> Activity
Find the line with "Column options are ignored in" in the records below. Copy it and every line after it, up to and including the line with "But it should".

> Data shown
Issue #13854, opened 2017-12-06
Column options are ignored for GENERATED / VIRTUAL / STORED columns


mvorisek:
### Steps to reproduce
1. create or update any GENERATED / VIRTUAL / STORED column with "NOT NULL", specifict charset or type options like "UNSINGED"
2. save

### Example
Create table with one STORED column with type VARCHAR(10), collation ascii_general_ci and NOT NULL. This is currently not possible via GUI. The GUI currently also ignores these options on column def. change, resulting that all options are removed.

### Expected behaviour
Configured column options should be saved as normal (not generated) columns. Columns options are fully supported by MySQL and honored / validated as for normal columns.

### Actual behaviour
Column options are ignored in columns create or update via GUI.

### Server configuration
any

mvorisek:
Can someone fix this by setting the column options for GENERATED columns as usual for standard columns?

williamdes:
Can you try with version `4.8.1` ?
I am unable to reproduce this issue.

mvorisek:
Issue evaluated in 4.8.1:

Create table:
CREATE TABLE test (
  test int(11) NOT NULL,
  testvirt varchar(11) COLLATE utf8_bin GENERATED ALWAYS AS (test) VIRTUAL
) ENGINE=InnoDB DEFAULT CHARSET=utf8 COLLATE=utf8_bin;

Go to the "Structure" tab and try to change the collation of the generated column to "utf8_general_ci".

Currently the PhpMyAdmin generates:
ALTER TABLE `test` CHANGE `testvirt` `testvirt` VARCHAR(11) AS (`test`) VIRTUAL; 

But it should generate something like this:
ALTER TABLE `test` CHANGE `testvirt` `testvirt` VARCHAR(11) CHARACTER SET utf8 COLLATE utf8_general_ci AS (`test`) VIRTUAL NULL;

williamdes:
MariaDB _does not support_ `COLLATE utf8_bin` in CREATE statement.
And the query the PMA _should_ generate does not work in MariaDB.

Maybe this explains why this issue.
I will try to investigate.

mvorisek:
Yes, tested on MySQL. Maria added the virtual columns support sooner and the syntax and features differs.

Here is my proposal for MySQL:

==

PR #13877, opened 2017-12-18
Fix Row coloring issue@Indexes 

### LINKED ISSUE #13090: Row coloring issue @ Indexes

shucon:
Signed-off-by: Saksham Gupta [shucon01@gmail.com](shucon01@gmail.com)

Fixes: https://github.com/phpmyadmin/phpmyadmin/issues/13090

> Task result
Column options are ignored in columns create or update via GUI.

### Server configuration
any

mvorisek:
Can someone fix this by setting the column options for GENERATED columns as usual for standard columns?

williamdes:
Can you try with version `4.8.1` ?
I am unable to reproduce this issue.

mvorisek:
Issue evaluated in 4.8.1:

Create table:
CREATE TABLE test (
  test int(11) NOT NULL,
  testvirt varchar(11) COLLATE utf8_bin GENERATED ALWAYS AS (test) VIRTUAL
) ENGINE=InnoDB DEFAULT CHARSET=utf8 COLLATE=utf8_bin;

Go to the "Structure" tab and try to change the collation of the generated column to "utf8_general_ci".

Currently the PhpMyAdmin generates:
ALTER TABLE `test` CHANGE `testvirt` `testvirt` VARCHAR(11) AS (`test`) VIRTUAL; 

But it should generate something like this:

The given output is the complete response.